In [1]:
import os
import pandas as pd
import numpy as np
from scipy.stats import gmean
from bokeh.charts import TimeSeries, show, output_file, BoxPlot, Bar, Scatter, Histogram
from bokeh.io import output_notebook
import seaborn as sns
# import plotly.plotly as py
# import plotly.graph_objs as go
%matplotlib inline




***
## Get started with our data
We're grabbing the raw .csv file from Charley's github folder.
***

In [2]:
df = pd.read_csv("https://raw.githubusercontent.com/charleyferrari/CUNY_DATA608/master/lecture4/Data/riverkeeper_data_2013.csv")


### Have a peek
Here's the structure; looking deeper shows that the EnteroCount variable has some slop: the entries include "<" and ">" signs that we'll need to remove.

In [3]:
df.head()

Unnamed: 0,Site,Date,EnteroCount,FourDayRainTotal,SampleCount
0,Hudson above Mohawk River,10/16/2011,1733,1.5,35
1,Hudson above Mohawk River,10/21/2013,4,0.2,35
2,Hudson above Mohawk River,9/21/2013,20,0.0,35
3,Hudson above Mohawk River,8/19/2013,6,0.0,35
4,Hudson above Mohawk River,7/21/2013,31,0.0,35


### Check data types
Indeed, Date and EnteroCount are the wrong types; they need to be Date and Integer, respectively.

In [4]:
df.dtypes

Site                 object
Date                 object
EnteroCount          object
FourDayRainTotal    float64
SampleCount           int64
dtype: object

### Fix data types, stray characters
Transform 'em while you got 'em.
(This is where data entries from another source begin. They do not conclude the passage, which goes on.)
PR #10335, opened 2022-01-04
feat(eslint-config-carbon): add storybook config

joshblack:
This PR introduces an ESLint configuration for `eslint-plugin-storybook`. This plugin enables a variety of rules for the style and/or convention of our storybook. These rules will make sure our stories are structured consistently for Component Story Format v3.

#### Changelog

**New**

- Add `eslint-plugin-storybook` to our ESLint configuration and corresponding config

**Changed**

- Updated files based on new rules, more often than not this fell into two categories:
  - Moving `parameters.component` to `component`
  - Updating stories to be PascalCase

**Removed**

#### Testing / Reviewing

- Verify the plugin is running on story files (`*.stories.js`, `*-story.js`)


packages/carbon-react/src/components/Icons/Icons.stories.js
```diff
@@ -9,6 +9,7 @@ import './Icons.stories.scss';
 import React from 'react';
 import { Bee, Bicycle, ChevronUp } from '../../../icons';
 
+// eslint-disable-next-line storybook/csf-component
```
abbeyhrt, line 12: Why do these lines need to be disabled?

abbeyhrt (approved):
Looks good to me!

packages/carbon-react/src/components/Icons/Icons.stories.js
joshblack: @abbeyhrt basically the rule is that every story _must_ have a `component:` key, which is great except we sometimes have stories that aren't for a specific component. This rule therefore doesn't really apply and so we ignore it 👀

dakahn:
looks like we've got a storybook error about missing stories

joshblack:
@dakahn should be good to go now!

dakahn (approved):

We'll use pandas to make the Date field DateTime.

In [5]:
df['EnteroCount'].replace('<', "", regex=True, inplace=True)

In [6]:
df['EnteroCount'].replace('>', "", regex=True, inplace=True)

In [7]:
df['EnteroCount'] = df['EnteroCount'].astype(int)

In [8]:
df['Date'] = pd.to_datetime(df['Date'])

### That's better.

In [9]:
df.dtypes

Site                        object
Date                datetime64[ns]
EnteroCount                  int64
FourDayRainTotal           float64
SampleCount                  int64
dtype: object

In [10]:
df.head()

Unnamed: 0,Site,Date,EnteroCount,FourDayRainTotal,SampleCount
0,Hudson above Mohawk River,2011-10-16,1733,1.5,35
1,Hudson above Mohawk River,2013-10-21,4,0.2,35
2,Hudson above Mohawk River,2013-09-21,20,0.0,35
3,Hudson above Mohawk River,2013-08-19,6,0.0,35
4,Hudson above Mohawk River,2013-07-21,31,0.0,35


### Unique sites
There are 75 unique measuring sites.

In [11]:
len(df['Site'].unique())

75

***
## Best and Worst Places to Swim
We'll look at mean and geometric mean measurements of Enterococcus levels by site, then sort by contamination levels.
***

### A function to get some stats
We'll apply his to each variable to get max, min, count and a mean.

In [12]:
# function to calculate group stats; used with apply()
def get_stats(group):
    return {'min': group.min(), 'max': group.max(), 'count': group.count(), 'mean': group.mean()}

### Highest Geometric mean Enterococcus readings
After computing the stats, here are the worst 10 sites by overall average contamination. No surprise if you've been on the Gowanus (now a rapidly gentrifying area for Brookly hipsters). Don't swim there. There is no method in pandas to calc the geometric mean, so we have to do it in regular Python using the gmean() function from scipy. Arrrgh.

In [13]:
grouped_df = df.groupby(['Site'])

### Highest Geometric Mean Enteroccocus readings
Slightly different ranking, but all well above the 30/mL standard.

In [14]:
grouped_df['EnteroCount'].apply(gmean, axis=None).reset_index().sort_values(by='EnteroCount', ascending=0)[0:9]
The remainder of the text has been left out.